--- AIM OF THE EXERCISE ---
When copying the data, keep every line exactly the same.

-------- INPUT --------

PR #61, opened 2018-08-20
Client exceptions raised now contain mapped subclasses; will handle non-badstatus errors

splittingred:
## What? Why?

- Client exceptions raised now contain mapped subclasses, such as `Gruf::Client::Errors::InvalidArgument`
- Client exceptions will also now catch StandardError and GRPC::Core errors, and handle them as Internal errors

These closely map with their `GRPC::BadStatus` counterparts, and each subclass `Gruf::Client::Error`. This should be fully backwards compatible with existing client error handling code, as the original exception through is still available via `.error` on the raised exception.

One change is that Gruf will now catch `StandardError` and `GRPC::Core::CallError` exceptions at the client boundary, and translate them into `Gruf::Client::Errors::Internal` exceptions in the client. For this reason, I've bumped the version to 2.5.0.pre.

## How was it tested?

`spec/demo_server` and rspec.

----

@bigcommerce/platform-engineering @mattolson @pedelman


lib/gruf/client/error.rb
```diff
@@ -0,0 +1,64 @@
...
+# The above copyright notice and this permission notice shall be included in all copies or substantial portions of the
+# Software.
+#
+# THE SOFTWARE IS PROVIDED "AS IS", WITHOUT WARRANTY OF ANY KIND, EXPRESS OR IMPLIED, INCLUDING BUT NOT LIMITED TO THE
+# WARRANTIES OF MERCHANTABILITY, FITNESS FOR A PARTICULAR PURPOSE AND NONINFRINGEMENT. IN NO EVENT SHALL THE AUTHORS OR
+# COPYRIGHT HOLDERS BE LIABLE FOR ANY CLAIM, DAMAGES OR OTHER LIABILITY, WHETHER IN AN ACTION OF CONTRACT, TORT OR
+# OTHERWISE, ARISING FROM, OUT OF OR IN CONNECTION WITH THE SOFTWARE OR THE USE OR OTHER DEALINGS IN THE SOFTWARE.
+#
+module Gruf
+  class Client < SimpleDelegator
```
mattolson: Is this meant to be a class, or a module?

lib/gruf/client/error_factory.rb
```diff
@@ -0,0 +1,99 @@
...
+# The above copyright notice and this permission notice shall be included in all copies or substantial portions of the
+# Software.
+#
+# THE SOFTWARE IS PROVIDED "AS IS", WITHOUT WARRANTY OF ANY KIND, EXPRESS OR IMPLIED, INCLUDING BUT NOT LIMITED TO THE
+# WARRANTIES OF MERCHANTABILITY, FITNESS FOR A PARTICULAR PURPOSE AND NONINFRINGEMENT. IN NO EVENT SHALL THE AUTHORS OR
+# COPYRIGHT HOLDERS BE LIABLE FOR ANY CLAIM, DAMAGES OR OTHER LIABILITY, WHETHER IN AN ACTION OF CONTRACT, TORT OR
+# OTHERWISE, ARISING FROM, OUT OF OR IN CONNECTION WITH THE SOFTWARE OR THE USE OR OTHER DEALINGS IN THE SOFTWARE.
+#
+module Gruf
+  class Client < SimpleDelegator
```
mattolson: Same here: Is this meant to be a class, or a module?

lib/gruf/client/error.rb
splittingred: Class. `Gruf::Client` is a class, and therefore cannot be redeclared as a module.

lib/gruf/client/error_factory.rb
splittingred: See above.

--------

--- ANSWER TO THIS PROBLEM ---
PR #61, opened 2018-08-20
Client exceptions raised now contain mapped subclasses; will handle non-badstatus errors

splittingred:
## What? Why?

- Client exceptions raised now contain mapped subclasses, such as `Gruf::Client::Errors::InvalidArgument`
- Client exceptions will also now catch StandardError and GRPC::Core errors, and handle them as Internal errors

These closely map with their `GRPC::BadStatus` counterparts, and each subclass `Gruf::Client::Error`. This should be fully backwards compatible with existing client error handling code, as the original exception through is still available via `.error` on the raised exception.

One change is that Gruf will now catch `StandardError` and `GRPC::Core::CallError` exceptions at the client boundary, and translate them into `Gruf::Client::Errors::Internal` exceptions in the client. For this reason, I've bumped the version to 2.5.0.pre.

## How was it tested?

`spec/demo_server` and rspec.

----

@bigcommerce/platform-engineering @mattolson @pedelman


lib/gruf/client/error.rb
```diff
@@ -0,0 +1,64 @@
...
+# The above copyright notice and this permission notice shall be included in all copies or substantial portions of the
+# Software.
+#
+# THE SOFTWARE IS PROVIDED "AS IS", WITHOUT WARRANTY OF ANY KIND, EXPRESS OR IMPLIED, INCLUDING BUT NOT LIMITED TO THE
+# WARRANTIES OF MERCHANTABILITY, FITNESS FOR A PARTICULAR PURPOSE AND NONINFRINGEMENT. IN NO EVENT SHALL THE AUTHORS OR
+# COPYRIGHT HOLDERS BE LIABLE FOR ANY CLAIM, DAMAGES OR OTHER LIABILITY, WHETHER IN AN ACTION OF CONTRACT, TORT OR
+# OTHERWISE, ARISING FROM, OUT OF OR IN CONNECTION WITH THE SOFTWARE OR THE USE OR OTHER DEALINGS IN THE SOFTWARE.
+#
+module Gruf
+  class Client < SimpleDelegator
```
mattolson: Is this meant to be a class, or a module?

lib/gruf/client/error_factory.rb
```diff
@@ -0,0 +1,99 @@
...
+# The above copyright notice and this permission notice shall be included in all copies or substantial portions of the
+# Software.
+#
+# THE SOFTWARE IS PROVIDED "AS IS", WITHOUT WARRANTY OF ANY KIND, EXPRESS OR IMPLIED, INCLUDING BUT NOT LIMITED TO THE
+# WARRANTIES OF MERCHANTABILITY, FITNESS FOR A PARTICULAR PURPOSE AND NONINFRINGEMENT. IN NO EVENT SHALL THE AUTHORS OR
+# COPYRIGHT HOLDERS BE LIABLE FOR ANY CLAIM, DAMAGES OR OTHER LIABILITY, WHETHER IN AN ACTION OF CONTRACT, TORT OR
+# OTHERWISE, ARISING FROM, OUT OF OR IN CONNECTION WITH THE SOFTWARE OR THE USE OR OTHER DEALINGS IN THE SOFTWARE.
+#
+module Gruf
+  class Client < SimpleDelegator
```
mattolson: Same here: Is this meant to be a class, or a module?

lib/gruf/client/error.rb
splittingred: Class. `Gruf::Client` is a class, and therefore cannot be redeclared as a module.

lib/gruf/client/error_factory.rb
splittingred: See above.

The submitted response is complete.